Propositional Interpolation Theorem In Fundamentals of Mathematical Logic by Hinman, page 40, there is the following exercise, rewritten in my own notation:

Let $S$ be the set of all propositions. For $\phi \in S$, let $P_\phi$ be the set of all atomic propositions occurring in $\phi$.
Now suppose that $\phi, \psi \in S$ are such that:

*

*$\psi$ is a tautological consequence of $\phi$

*Neither $\neg\phi$ nor $\psi$ is a tautology (so that $\psi$ is a tautological consequence of $\phi$ does not hold for trivial reasons)

Show there exists $\gamma \in S$ such that:

*

*$P_\gamma \subseteq P_\phi \cap P_\psi$

*$\gamma$ is a tautological consequence of $\phi$

*$\psi$ is a tautological consequence of $\gamma$
$\textbf{Hint:}$ Show first that $P_\phi \cap P_\psi \neq \emptyset$.

Now it's easy to see that if $P_\phi \cap P_\psi = \emptyset$, it would contradict the hypothesis given.
However, having shown that the intersection is nonempty, I'm unsure of how to proceed. The book says that only techniques of the section are required.
What was covered in the section were:

*

*variable substitution

*tautological equivalence

*conjunctive and disjunctive normal forms (and their strict versions)

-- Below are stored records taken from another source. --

PR #926, opened 2022-09-28
Update ASR1001-X.yaml

goebelmeier:
Refinements for ASR1001-X

### DIFF
--- a/device-types/Cisco/ASR1001-X.yaml
+++ b/device-types/Cisco/ASR1001-X.yaml
@@ -1,37 +1,102 @@
 ---
 manufacturer: Cisco
-model: ASR1001-X
-slug: asr1001-x
+model: ASR 1001-X
+slug: asr-1001-x
 part_number: ASR1001-X
-u_height: 1
-is_full_depth: true
-interfaces:
-  - name: GigabitEthernet0
-    type: 1000base-t
-    mgmt_only: true
-  - name: GigabitEthernet0/0/0
-    type: 1000base-t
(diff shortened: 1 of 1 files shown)


goebelmeier:
Oh, that's interesting. Should _all_ FRUs be modeled as a module? So far I understand that things like line cards are modeled as modules, but things like power supplies and fans are not.

DanSheps:
All should as they are swappable so it makes more sense to model them as modules so that they can be swapped out easily

device-types/Cisco/ASR1001-X.yaml
```diff
@@ -1,37 +1,102 @@
 ---
 manufacturer: Cisco
-model: ASR1001-X
-slug: asr1001-x
+model: ASR 1001-X
+slug: asr-1001-x
```
DanSheps, line 4: We shouldn't change this

device-types/Cisco/ASR1001-X.yaml
```diff
@@ -1,37 +1,102 @@
...
-    type: 10gbase-x-sfpp
+u_height: 1.0
+is_full_depth: false
+subdevice_role: ''
+airflow: front-to-rear
+comments: ''
 console-ports:
-  - name: con 0
-    type: rj-45
+- name: Console
```
DanSheps, line 12: Per the bot, needs indentation.  Please fix all locations.

DanSheps (changes requested):

danner26:
Do you still need this? @goebelmeier

PR #932, opened 2022-10-04
Added new Device Type: XBox-One-SeriesS.yaml

jhueppauff:


DanSheps:
I need to ask...

Why?

jhueppauff:
I have two of those documented through netbox - but I see your point, outside of a home lab or a streaming service the use is properly limited.

PR #937, opened 2022-10-11
Add Huawei S5731-S24T4X and modules

quequiel:
- Add Huawei S5731-S24T4X switch 
- Add Huawei S5735-L24P4X-A1 switch
Create Huawei in module-types and add
- FAN-023A-B (fan module) 
- PAC600S12-DB (Power supply module)


danner26:
Do you still need this? @quequiel

PR #945, opened 2022-10-22
Cisco 2821 and 2800 modules

quequiel:
- Add Cisco ISR 2821 
- Add Cisco VIC2-4FXO card for 2800 family
- Add Cisco AIM-VPN/EPII-Plus module for 2800 family
- Add Cisco PVDM2-64 DSP module for 2800 family


danner26:
Do you still need this? @quequiel

PR #899, opened 2022-09-03
Adding Brand-Rex Patch Panels and Keystone Modules

arcticash:
Created a popular Brand-Rex patch panel and its associated Keystone Modules

PR #950, opened 2022-11-03
Added Brand-Rex Patch Panels and Keystone Modules

arcticash:
Created a popular Brand-Rex patch panel and its associated Keystone Modules

_Re-opening of Pull Request #899 which was closed due to inactivity_


arcticash:
Is there anyone who can trigger the workflows on this PR please, it is currently waiting approval to run the tests

> First-time contributors need a maintainer to approve running workflows.

arcticash:
Can someone run the tests against this PR please?

danner26:
Hey @arcticash, everyone else has been busy but I am here now to work on these.. I checked your files and it looks like you are missing the ending newline. This will cause validation to fail. Tag me once you update the PR so I can re-review! Thanks

Also, as a tip for the future, if you use pre-commit as described in the readme, it will fix these issues for you. If you have any questions feel free to let me know

danner26:
@arcticash So I was thinking about it, unless the patch panel has some special functionality besides look, why dont we omit your implementation and just use the generic 24 port copper patch panel? We are going to be duplicating a lot of data if we start adding every single brand of patch panel and all of the varients they come in. What do you think?

danner26:
Also, what is the benefit of modelling every keystone jack as well? NetBox already has the idea of connected or not. I dont see the value in adding all of the different brand of patch panels and keystones when a generic representation should be enough in my opinion

danner26:
Hello @arcticash , are you able to work on this?

arcticash:
Sure, there is nothing specific about the patch panels themselves I just couldn't find anything suitable back when I started on the custom implementation, and then was trying to follow the guides about modelling specific components in their own files separately as they are removable.

Interestingly the files did have newlines at the ends as I did run the pre-commit however it had a moment and didn't seem to like being run on windows so may have done something weird with the files, oh well guess there not needed anymore anyway!

danner26:
So I do not think this implementation is necessary, @arcticash. The Generic folder already contains patch panels with 24 ports

You may open an issue in this repository if you believe there is a specific need for it, and we can discuss it with the other maintainers. However, as I mentioned, there is already such a device within the generic folder, so I do not believe that a new device is necessary just to accommodate angled versions (you could just put angled in the name)

PR #3341, opened 2025-07-24
Create aruba-cx-6000-48g-4sfp.yaml

visezion:


harryajc:
The aruba CX 6000 model already exists in the repo

PR #3342, opened 2025-07-24
Create CX-8400.yaml

visezion:


harryajc:
The Aruba CX 8400 already exists in this repo

PR #3344, opened 2025-07-26
Dell MX9116n and MX7116n

connect-cloud:


device-types/Dell/MX7116n-Fabric-Expander-Module.yaml
harryajc, line 1: As this is a network card this should probably be modeled as a module

device-types/Dell/MX9116n-Fabric-Switching-Engine.yaml
harryajc, line 1: As this is a network card this should probably be modeled as a module

harryajc (changes requested):

device-types/Dell/MX9116n-Fabric-Switching-Engine.yaml
connect-cloud: Hi Harry, the MX9116n is a switch which can be put in a Dell MX7000 chassis. I moddeled it as a Child device because it's a device with it's own IP, management and configuration. Because we also have the HPE Synergy systemes I moddeled them the same: e.g. https://github.com/netbox-community/devicetype-library/blob/master/device-types/HPE/Virtual-Connect-SE-40Gb-F8-Module-for-Synergy.yaml
Please advise

harryajc: HI @connect-cloud 
Thank you for the information. Okay yes this should stay as a device type if it has it own management. For Devices we are asking for the following fields to be populated if possible:
`weight` and associated `weight unit`
`airflow`

harryajc:
No repose in over 9 months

I have a hunch that the normal forms may be necessary, but I'm unsure as to how to use them in this case.
Minimal hints would be greatly appreciated.
 A: I shall sketch a proof as follows:
As given, neither $\neg\phi$ nor $\psi$ is a tautology. Hence, neither $\phi$ nor $\psi$ is a tautology and each one is tautologically equivalent to a proposition in strictly conjunctive normal form by the corollary 1.3.11.
Suppose  $\phi$ and $\psi$ have the identical sets of atomic propositions, $P_{at}(\phi) = P_{at}(\psi)$.
Then, $$\phi\models\phi$$ and $$\phi\models\psi$$
Thus, $\phi$ is trivially the interpolant proposition $\gamma$.
We can take the foregoing case as the basis clause and carry out an induction on the number of atomic propositions that occur in $\phi$ but not in $\psi$. Because, suppose that $\phi$ and $\psi$ differ by one atomic proposition $p_{0}$: If $p_{0}\in P_{at}(\psi)$, then the given tautological consequence would not hold, for we could assign $\bot$ to $p_{0}$ if $\top$ makes the tautological consequence hold, and vice versa if otherwise. Therefore,  in case that $P_{at}(\phi)$ and $P_{at}(\psi)$ differs, $P_{at}(\phi)\cap P_{at}(\psi)\neq\emptyset$ and $P_{at}(\psi)\subset P_{at}(\phi)$.
As the inductive hypothesis, we assume that we have obtained an interpolant formula $\gamma$ for all cases of the number of differing atomic propositions up to $n$, and construct an interpolant proposition $\gamma$ for the case that $\phi$ and $\psi$ differ by $n+1$ atomic propositions.
We shall call on a weakening theorem of propositional calculus:
$$p\rightarrow (p\vee q)$$
This theorem may be interpreted as stating that $p$ is a stronger proposition than $p\vee q$. If we assign $\top$ to $q$, we get $p\rightarrow\top$. If we assign  $\bot$ to $q$, we get $p\rightarrow p$.
Similarly, we shall compose a proposition $\phi'$ from $\phi$. We shall uniformly substitute $\top$ and $\bot$ for an arbitrary atomic proposition, except for the condition that $p_{0}\in P_{at}(\phi)$ and $p_{0}\notin P_{at}(\psi)$, as the disjuncts of $\phi'$:
$$\phi'\leftrightarrow\phi(\top/p_{0})\vee\phi(\top/p_{0})$$
Notice that $\phi'$ thus obtained and $\psi$ differ by $n$ atomic propositions, so we are allowed to employ the inductive hypothesis.
We see that $$\phi\rightarrow\phi'$$ and also $$\phi'\rightarrow\psi$$
By the hypothesis, there is an interpolant proposition $\gamma$ between $\phi'$ and $\psi$:
$$\phi'\models\gamma$$ and $$\gamma\models\psi$$
Since $$\phi\models\gamma$$ the existence of a proposition with the given conditions is shown.